### Work request
Transcribe only the lines between the first line of the records and the line containing "While in practice", inclusive, exactly as written.

### Entries provided
::::::::

Issue #183, opened 2022-06-28
Alignment support should be added to all memory resources


stephenswat:
Following #181, this is a long-term goal we should complete; we have a lot of memory resources which are not current able to support alignment.

krasznaa:
I believe this was done a while ago... 🤔

PR #191, opened 2022-07-14
Aligned SYCL Memory Allocations, main branch (2022.07.14.)

krasznaa:
Switched to using aligned memory allocations in the SYCL memory resources.

While in practice it should not make a difference for our current code, since SYCL provides a version of its memory allocation functions with custom alignments, we should use those instead of the generic allocation functions.

Note that these functions are part of the [SYCL2020](https://www.khronos.org/registry/SYCL/specs/sycl-2020/pdf/sycl-2020.pdf) standard. But that is already required in our code for un-aligned allocations anyway. (At one point we'll need to teach the build system to require the support for SYCL2020 during the configuration...)

This is probably the simplest part of implementing #183. Note that CUDA and HIP do not provide support for custom alignment values in their memory allocation functions. But since in practice all memory allocations are `0x400` aligned in CUDA, that should not cause any actual problems any time soon...

### DIFF
--- a/sycl/src/memory/sycl/device_memory_resource.sycl
+++ b/sycl/src/memory/sycl/device_memory_resource.sycl
@@ -1,6 +1,6 @@
 /** VecMem project, part of the ACTS project (R&D line)
  *
- * (c) 2021 CERN for the benefit of the ACTS project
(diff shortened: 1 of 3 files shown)


stephenswat (approved):
LGTM.

PR #192, opened 2022-07-14
Aligned Host Memory Allocations, main branch (2022.07.14.)

krasznaa:
Switched `vecmem::host_memory_resource` to using [std::aligned_alloc](https://en.cppreference.com/w/cpp/memory/c/aligned_alloc). This is a follow-up from #191, providing yet another component for #183.

At the same time updated the documentation and debug messages of the code a little.

### DIFF
--- a/core/src/memory/host_memory_resource.cpp
+++ b/core/src/memory/host_memory_resource.cpp
@@ -14,6 +14,7 @@
 // System include(s).
 #include <algorithm>
 #include <cassert>
+#include <cstddef>
 #include <cstdlib>
 #include <memory>
 
@@ -30,13 +31,21 @@ void *host_memory_resource::do_allocate(std::size_t bytes,
     const std::size_t align = std::max(alignment, alignof(std::max_align_t));
     const std::size_t size = bytes + (align - (bytes % align));
     void *ptr = std::aligned_alloc(align, size);
+    // If the alignment failed for some reason, throw an exception.
+    if (ptr == nullptr) {
+        throw std::bad_alloc();
+    }
 #else
-    // Ask for enough memory that will allow us to be able to align the
+    // Ask for enough memory that will allow us to be able to align
     // the returned pointer for sure, **and** be able to store the
     // pointer to the beginning of the unaligned memory blob before
     // the aligned pointer.
     std::size_t alloc_bytes = bytes + alignment + sizeof(void *) - 1;
     void *unaligned_ptr = std::malloc(alloc_bytes);
+    // If the alignment failed for some reason, throw an exception.
+    if (unaligned_ptr == nullptr) {
+        throw std::bad_alloc();
+    }
     // Make a pointer that has space "before it" for the
     // pointer to the beginning of the unaligned space.
     void *ptr = static_cast<char *>(unaligned_ptr) + sizeof(void *);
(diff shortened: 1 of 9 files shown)


core/src/memory/host_memory_resource.cpp
```diff
@@ -12,21 +12,60 @@
...
+    // pointer to the beginning of the unaligned memory blob before
+    // the aligned pointer.
+    std::size_t alloc_bytes = bytes + alignment + sizeof(void *) - 1;
+    void *unaligned_ptr = std::malloc(alloc_bytes);
+    // Get an aligned pointer that has space "before it" for the
+    // pointer to the beginning of the unaligned space.
+    void *ptr = static_cast<char *>(unaligned_ptr) + sizeof(void *);
+    std::align(alignment, bytes, ptr, alloc_bytes);
+    // Store the unaligned pointer's value just before the aligned
+    // pointer for later use.
```
stephenswat, line 45: I would strongly suggest we add an assertion here to make sure this call succeeds. If I remember correctly, this function returns a `nullptr` if there was insufficient space, which we should check for.

core/src/memory/host_memory_resource.cpp
```diff
@@ -12,21 +12,60 @@
...
+    // Ask for enough memory that will allow us to be able to align the
+    // the returned pointer for sure, **and** be able to store the
+    // pointer to the beginning of the unaligned memory blob before
+    // the aligned pointer.
+    std::size_t alloc_bytes = bytes + alignment + sizeof(void *) - 1;
+    void *unaligned_ptr = std::malloc(alloc_bytes);
+    // Get an aligned pointer that has space "before it" for the
+    // pointer to the beginning of the unaligned space.
+    void *ptr = static_cast<char *>(unaligned_ptr) + sizeof(void *);
+    std::align(alignment, bytes, ptr, alloc_bytes);
```
stephenswat, line 43: Note that the size `alloc_bytes` has shrunk by the size of a void pointer here, which we should account for so that `std::align` can properly sanity check the call.

core/src/memory/host_memory_resource.cpp
krasznaa: You're okay with my updates, right...? (I completely forgot about this PR...)

core/src/memory/host_memory_resource.cpp
```diff
@@ -12,21 +12,68 @@
...
+    // pointer to the beginning of the unaligned space.
+    void *ptr = static_cast<char *>(unaligned_ptr) + sizeof(void *);
+    // The bytes available for alignment are a little less than what we
+    // allocated.
+    std::size_t align_bytes = alloc_bytes - sizeof(void *);
+    // Perform the alignment.
+    if (std::align(alignment, bytes, ptr, align_bytes) == nullptr) {
+        // The alignment was meant to succeed. If it didn't, we messed
+        // something up in the code. :-/
+        return nullptr;
```
stephenswat, line 50: By the C++ standard, we should throw an exception here, not return a nullptr. We should also attempt to deallocate the memory we got from the system (`unaligned_ptr`) in this case.

stephenswat (changes requested):

core/src/memory/host_memory_resource.cpp
krasznaa: I went for an assertion...

stephenswat (approved):

PR #199, opened 2022-10-17
Resizable Jagged Vector Copies, main branch (2022.10.17.)

### LINKED ISSUE #95: Resizable (jagged) vectors can't have a non-zero starting size
As I mentioned in #94, this has been bothering me for a while... With a constructor like

```c++
    /// Resizable data constructor
    vector_buffer(size_type capacity, size_type size,
                  memory_resource& resource);
```

, one should assume that the created vector buffer would have a starting size of `size`. But in the current implementation it doesn't. It always starts from 0. :frowning:

When you set up a resizable (jagged) vector currently, you do it like:

```c++
    vecmem::data::vector_buffer<int> output_buffer(input.size(), 0,
                                                   device_resource);
    m_copy.setup(output_buffer);
```

Where `m_copy` is one of the "platform specific" copy objects. The problem here is that the buffer constructor currently has no way of storing the starting size that it received, in the memory that it would allocate with the memory resource that it receives. In case the memory resource allocates non-host-accessible memory, one needs to write to that memory using the appropriate "copy class". But by the time that we use the `vecmem::copy::setup(...)` function, that original size variable is lost. (The buffer does not store it anywhere.)

There are a couple of ways out of it, but they either require some bigger re-organisation in the code, or a setup that I wouldn't really like. I think the following are all our options here:
  - We add one more variable to the buffer classes, which would hold the "starting size" of the buffer. This variable would then be used by `vecmem::copy::setup(...)` when initialising the (device) memory. Technically this could work (I think...), but I just really don't like this design. (But maybe you guys could convince me otherwise...)
  - In order to create a resizable (jagged) vector buffer, one would need to provide both a memory resource, and a copy object to its constructor. So that the constructor itself would take care of all of the setup that it needs. I'm leaning towards this option at the moment... (However we might run into problems with circular dependencies on this one, since `vecmem::copy` already knows about the buffer types...)
  - We create "factory functions" on `vecmem::copy` for constructing resizable (jagged) vector buffers. This is **very** similar to option number 2, and would introduce a design that we don't use anywhere else in the project so far.

So... Any objections to having to create resizable buffers with code like:

```c++
vecmem::cuda::device_memory_resource resource;
vecmem::cuda::copy copy;

vecmem::data::vector_buffer<int> buffer1(1000, 100, resource, copy);
vecmem::data::jagged_vector_buffer<int> buffer2({1000, 1000, 1000}, {10, 100, 200}, resource, copy);
```

?

@konradkusiak97, I'm interested in your opinion as well. :wink:

krasznaa:
Continuing with hunting down bugs found by @guilhermeAlmeida1, I now made copies from resizable jagged vectors possible.

The previously implemented code broke down if the source of the copy was a resizable `jagged_vector_buffer`, which was not filled with data completely. Which is exactly what happens during "doublet counting" in [traccc](https://github.com/acts-project/traccc). The good thing is that the assertions in the code were correct. They did catch this logic error. But only when building the code in "Debug" mode. :stuck_out_tongue:

In the updated setup the copies generally use the vector capacities instead of the sizes, in order to have a chance for optimised copies out of resizable `jagged_vector_buffer`-s.

At the same time I introduced the `vecmem::copy::set_sizes(...)` function for conveniently setting the sizes of a jagged vector (buffer). Which can come in handy when it's the target container that is resizable, and not the source one. (Though this latter operation I didn't really test yet.) And I also plan to use this new function to finally resolve #95 in the non-too-distant future.

@guilhermeAlmeida1, please check if this branch works correctly with your code. I will still need to add some meaningful unit tests to this PR before I would push it in. Since unfortunately the copies are woefully under-tested in this repository right now. :frowning:

### DIFF
--- a/core/include/vecmem/utils/copy.hpp
+++ b/core/include/vecmem/utils/copy.hpp
@@ -133,6 +133,12 @@ public:
     std::vector<typename data::vector_view<TYPE>::size_type> get_sizes(
         const data::jagged_vector_view<TYPE>& data);
 
+    /// Helper function for setting the sizes of a resizable jagged vector
+    template <typename TYPE>
+    void set_sizes(
+        const std::vector<typename data::vector_view<TYPE>::size_type>& sizes,
+        data::jagged_vector_view<TYPE> data);
+
     /// @}
 
 protected:
@@ -145,8 +151,10 @@ protected:
 private:
     /// Helper function performing the copy of a jagged array/vector
     template <typename TYPE1, typename TYPE2>
-    void copy_views_impl(std::size_t size, const data::vector_view<TYPE1>* from,
-                         data::vector_view<TYPE2>* to, type::copy_type cptype);
+    void copy_views_impl(
+        const std::vector<typename data::vector_view<TYPE1>::size_type>& sizes,
+        const data::vector_view<TYPE1>* from, data::vector_view<TYPE2>* to,
+        type::copy_type cptype);
     /// Helper function for getting the sizes of a jagged vector/buffer
     template <typename TYPE>
     std::vector<typename data::vector_view<TYPE>::size_type> get_sizes_impl(
--- a/core/include/vecmem/utils/impl/copy.ipp
+++ b/core/include/vecmem/utils/impl/copy.ipp
@@ -16,6 +16,7 @@
 // System include(s).
 #include <algorithm>
 #include <cassert>
+#include <stdexcept>
 
 namespace vecmem {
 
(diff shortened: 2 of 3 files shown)


guilhermeAlmeida1:
> @guilhermeAlmeida1, please check if this branch works correctly with your code. 

On my side, the copying seems to be working correctly now.

krasznaa:
Okay, the PR is now ready for serious review.

At the same time: I found multiple things during this development process that I'll open additional PRs for. One of those will need minor adjustments in the downstream projects as well...

krasznaa:
Just 2 things:
  - The Windows CI build/test is still invaluable. It pointed out a real issue in the testing code with uninitialised memory which none of the other tests were sensitive to (should we enable an address sanitizer build?);
  - Debugging assertions in Visual Studio is much more of a pain than I could've ever imagined. I thought it would be a convenient GUI experience. But no... :frowning:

::::::::

### Your solution
Issue #183, opened 2022-06-28
Alignment support should be added to all memory resources


stephenswat:
Following #181, this is a long-term goal we should complete; we have a lot of memory resources which are not current able to support alignment.

krasznaa:
I believe this was done a while ago... 🤔

PR #191, opened 2022-07-14
Aligned SYCL Memory Allocations, main branch (2022.07.14.)

krasznaa:
Switched to using aligned memory allocations in the SYCL memory resources.

While in practice it should not make a difference for our current code, since SYCL provides a version of its memory allocation functions with custom alignments, we should use those instead of the generic allocation functions.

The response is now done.